WHAT YOU NEED TO DO →
Each record, in full, must be restated word for word.

DATA PROVIDED →
PR #351, opened 2021-06-07
More validation errors

jgil-r:
Fixed validation errors in /license page where paragraph tag is not allowed to
be a children of an ordered list, and added lang attribute to html element (this
attribute was also added to /hiring and /benchmarks pages) #335. In /benchmarks page, we still get the following validation error `Error CSS: color: 70% is not a valid color 3 or 6 hexadecimals numbers`, which seems to be a validator bug. I have opened up an issue with validator, which can be tracked [here](https://github.com/validator/validator/issues/1160)

### DIFF
--- a/website/public/benchmarks/index.ejs.html
+++ b/website/public/benchmarks/index.ejs.html
@@ -1,7 +1,7 @@
 <!DOCTYPE html>
 <!-- Copyright (C) 2020  Matthew "strager" Glazar -->
 <!-- See end of file for extended copyright information. -->
-<html>
+<html lang="en">
   <head>
     <%- await include("../common-head.ejs.html") %>
     <script>
@@ -23,11 +23,11 @@
     <link href="benchmark.css" rel="stylesheet" />
     <style>
       .linter-name {
-        color: hsla(var(--hue), 70%, 40%);
+        color: hsla(var(--hue), 70%, 40%, 1);
       }
       @media (prefers-color-scheme: dark) {
         .linter-name {
-          color: hsla(var(--hue), 85%, 75%);
+          color: hsla(var(--hue), 85%, 75%, 1);
         }
       }
     </style>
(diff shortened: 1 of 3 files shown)


website/public/benchmarks/index.ejs.html
```diff
@@ -95,7 +95,9 @@ <h2>Methodology</h2>
         <p>These benchmarks measure the following linters:</p>
         <ul>
           <li>
-            <strong class="linter-name" style="--hue: 0">quick-lint-js</strong>
+            <strong class="linter-name" style="--hue: 0"
```
strager, line 98: Why these whitespaces changes? Are they significant? Or am I missing something?

website/public/license/index.ejs.html
```diff
@@ -2181,162 +2181,165 @@ <h4>How to Apply These Terms to Your New Programs</h4>
...
+              party alleging that the Package constitutes direct or contributory
+              patent infringement, then this Artistic License to you shall
+              terminate on the date that such litigation is filed.
+            </p>
           </li>
-
           <li>
-            <p>Disclaimer of Warranty:</p>
+            <h4>Disclaimer of Warranty:</h4>
             <p>
```
strager, line 2343: I'm confused. Why is the first `<p>` disallowed but the second `<p>` allowed?

website/public/benchmarks/index.ejs.html
jgil-r: hmm not sure, ive been running prettier. Ill fix that.

website/public/license/index.ejs.html
jgil-r: For the elements I changed to `<h4>`. I assumed they were some level of subheading compared to the text that is was describing. A paragraph tag would work there if you would like me to change it to that. The main issue here was that the text I changed to `<h4>` tags were paragraph tags acting as headings outside of `<li>`, which is what was triggering the validation error.

strager: Here's what it should look like (approximately): https://github.com/quick-lint/quick-lint-js/blob/1a92c01a12d490427d297984ac64347af7cbe46f/website/public/npm.svg#L77-L102

The `<h4>`s should be *outside* the lists.

jgil-r: Yeah I see what you are saying. The first `<p>` was not allowed because it was outside of a list item, and `<ol>` or `<ul>` elements can only have a `<li>` as a child. That`s why I had to wrap every section in a `<li>` tag. I did notice the numbering disappearing, so I figured I could add a nested list, the problem with that though was that the numbering wouldn't be continuous past other list items.

For example, this was giving validation error:
```html
<ol>
    <p>Permission for Use and Modification Without Distribution</p>
    <li>
         You are permitted to use the Standard Version and create and use
         Modified Versions for any purpose without restriction, provided that
         you do not Distribute the Modified Version.
    </li>
</ol>
```

This will not give validation error:
```html
<ol>
    <li>
        <h4>Permission for Use and Modification Without Distribution</h4>
        <p>
              You are permitted to use the Standard Version and create and use
              Modified Versions for any purpose without restriction, provided
              that you do not Distribute the Modified Version.
        </p>
    </li>
</ol>
```

Also, the reason the continuous numbering disappeared (photo below being the original) was because the `<li>` tags were being used anywhere it was needed along with other invalid children. I can probably just use css to target those items that need numbers with the ::before selector. I hope this makes sense.

list_error

strager: > For example, this was giving validation error:

Ah, okay. Thanks for clarifying. I misunderstood the diff.

> I can probably just use css to target those items that need numbers with the ::before selector. I hope this makes sense.

Using CSS sounds awful! xD

> the problem with that though was that the numbering wouldn't be continuous past other list items.

Would something like this work:
```html
<h4>Permission for Use and Modification Without Distribution</h4>
<ol start="1">
<li>You are permitted to use ... the Modified Version.</li>
</ol>

<h4>Permissions for Redistribution of the Standard Version</h4>
<ol start="2">
<li>You may Distribute verbatim copies ... of the Package.</li>
<li>You may apply any bug fixes, ... subject to the Original License.</li>
</ol>

<h4>...</h4>
<ol start="4">
<li>...</li>
</ol>
```

jgil-r: Yeah that works. Would you like me to remove the list default left padding? it makes it indent and not line up with its heading.

list_new

strager: > Would you like me to remove the list default left padding? it makes it indent and not line up with its heading.

With CSS? Sounds unnecessary to me. I'm fine with how your screenshot looks.

strager (approved):

strager:
Is this ready to merge?

jgil-r:
> Is this ready to merge?

Yes!

PR #354, opened 2021-06-11
Cleaned up your SVGs in /website/public

javabryan:
Tested on local server 9001. A couple of these had copyright info so I left that in. Hopefully this saves you some bytes!


website/public/gnome-terminal.svg
```diff
@@ -1,241 +1,16 @@
...
-        <dc:type
-           rdf:resource="http://purl.org/dc/dcmitype/StillImage" />
-        <dc:creator>
-          <cc:Agent>
-            <dc:title>GNOME Design Team</dc:title>
-          </cc:Agent>
-        </dc:creator>
-        <dc:source />
-        <cc:license
-           rdf:resource="http://creativecommons.org/licenses/by-sa/4.0/" />
```
strager, line 129: Please don't drop all this metadata.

TASK SOLUTION →
PR #351, opened 2021-06-07
More validation errors

jgil-r:
Fixed validation errors in /license page where paragraph tag is not allowed to
be a children of an ordered list, and added lang attribute to html element (this
attribute was also added to /hiring and /benchmarks pages) #335. In /benchmarks page, we still get the following validation error `Error CSS: color: 70% is not a valid color 3 or 6 hexadecimals numbers`, which seems to be a validator bug. I have opened up an issue with validator, which can be tracked [here](https://github.com/validator/validator/issues/1160)

### DIFF
--- a/website/public/benchmarks/index.ejs.html
+++ b/website/public/benchmarks/index.ejs.html
@@ -1,7 +1,7 @@
 <!DOCTYPE html>
 <!-- Copyright (C) 2020  Matthew "strager" Glazar -->
 <!-- See end of file for extended copyright information. -->
-<html>
+<html lang="en">
   <head>
     <%- await include("../common-head.ejs.html") %>
     <script>
@@ -23,11 +23,11 @@
     <link href="benchmark.css" rel="stylesheet" />
     <style>
       .linter-name {
-        color: hsla(var(--hue), 70%, 40%);
+        color: hsla(var(--hue), 70%, 40%, 1);
       }
       @media (prefers-color-scheme: dark) {
         .linter-name {
-          color: hsla(var(--hue), 85%, 75%);
+          color: hsla(var(--hue), 85%, 75%, 1);
         }
       }
     </style>
(diff shortened: 1 of 3 files shown)


website/public/benchmarks/index.ejs.html
```diff
@@ -95,7 +95,9 @@ <h2>Methodology</h2>
         <p>These benchmarks measure the following linters:</p>
         <ul>
           <li>
-            <strong class="linter-name" style="--hue: 0">quick-lint-js</strong>
+            <strong class="linter-name" style="--hue: 0"
```
strager, line 98: Why these whitespaces changes? Are they significant? Or am I missing something?

website/public/license/index.ejs.html
```diff
@@ -2181,162 +2181,165 @@ <h4>How to Apply These Terms to Your New Programs</h4>
...
+              party alleging that the Package constitutes direct or contributory
+              patent infringement, then this Artistic License to you shall
+              terminate on the date that such litigation is filed.
+            </p>
           </li>
-
           <li>
-            <p>Disclaimer of Warranty:</p>
+            <h4>Disclaimer of Warranty:</h4>
             <p>
```
strager, line 2343: I'm confused. Why is the first `<p>` disallowed but the second `<p>` allowed?

website/public/benchmarks/index.ejs.html
jgil-r: hmm not sure, ive been running prettier. Ill fix that.

website/public/license/index.ejs.html
jgil-r: For the elements I changed to `<h4>`. I assumed they were some level of subheading compared to the text that is was describing. A paragraph tag would work there if you would like me to change it to that. The main issue here was that the text I changed to `<h4>` tags were paragraph tags acting as headings outside of `<li>`, which is what was triggering the validation error.

strager: Here's what it should look like (approximately): https://github.com/quick-lint/quick-lint-js/blob/1a92c01a12d490427d297984ac64347af7cbe46f/website/public/npm.svg#L77-L102

The `<h4>`s should be *outside* the lists.

jgil-r: Yeah I see what you are saying. The first `<p>` was not allowed because it was outside of a list item, and `<ol>` or `<ul>` elements can only have a `<li>` as a child. That`s why I had to wrap every section in a `<li>` tag. I did notice the numbering disappearing, so I figured I could add a nested list, the problem with that though was that the numbering wouldn't be continuous past other list items.

For example, this was giving validation error:
```html
<ol>
    <p>Permission for Use and Modification Without Distribution</p>
    <li>
         You are permitted to use the Standard Version and create and use
         Modified Versions for any purpose without restriction, provided that
         you do not Distribute the Modified Version.
    </li>
</ol>
```

This will not give validation error:
```html
<ol>
    <li>
        <h4>Permission for Use and Modification Without Distribution</h4>
        <p>
              You are permitted to use the Standard Version and create and use
              Modified Versions for any purpose without restriction, provided
              that you do not Distribute the Modified Version.
        </p>
    </li>
</ol>
```

Also, the reason the continuous numbering disappeared (photo below being the original) was because the `<li>` tags were being used anywhere it was needed along with other invalid children. I can probably just use css to target those items that need numbers with the ::before selector. I hope this makes sense.

list_error

strager: > For example, this was giving validation error:

Ah, okay. Thanks for clarifying. I misunderstood the diff.

> I can probably just use css to target those items that need numbers with the ::before selector. I hope this makes sense.

Using CSS sounds awful! xD

> the problem with that though was that the numbering wouldn't be continuous past other list items.

Would something like this work:
```html
<h4>Permission for Use and Modification Without Distribution</h4>
<ol start="1">
<li>You are permitted to use ... the Modified Version.</li>
</ol>

<h4>Permissions for Redistribution of the Standard Version</h4>
<ol start="2">
<li>You may Distribute verbatim copies ... of the Package.</li>
<li>You may apply any bug fixes, ... subject to the Original License.</li>
</ol>

<h4>...</h4>
<ol start="4">
<li>...</li>
</ol>
```

jgil-r: Yeah that works. Would you like me to remove the list default left padding? it makes it indent and not line up with its heading.

list_new

strager: > Would you like me to remove the list default left padding? it makes it indent and not line up with its heading.

With CSS? Sounds unnecessary to me. I'm fine with how your screenshot looks.

strager (approved):

strager:
Is this ready to merge?

jgil-r:
> Is this ready to merge?

Yes!

PR #354, opened 2021-06-11
Cleaned up your SVGs in /website/public

javabryan:
Tested on local server 9001. A couple of these had copyright info so I left that in. Hopefully this saves you some bytes!


website/public/gnome-terminal.svg
```diff
@@ -1,241 +1,16 @@
...
-        <dc:type
-           rdf:resource="http://purl.org/dc/dcmitype/StillImage" />
-        <dc:creator>
-          <cc:Agent>
-            <dc:title>GNOME Design Team</dc:title>
-          </cc:Agent>
-        </dc:creator>
-        <dc:source />
-        <cc:license
-           rdf:resource="http://creativecommons.org/licenses/by-sa/4.0/" />
```
strager, line 129: Please don't drop all this metadata.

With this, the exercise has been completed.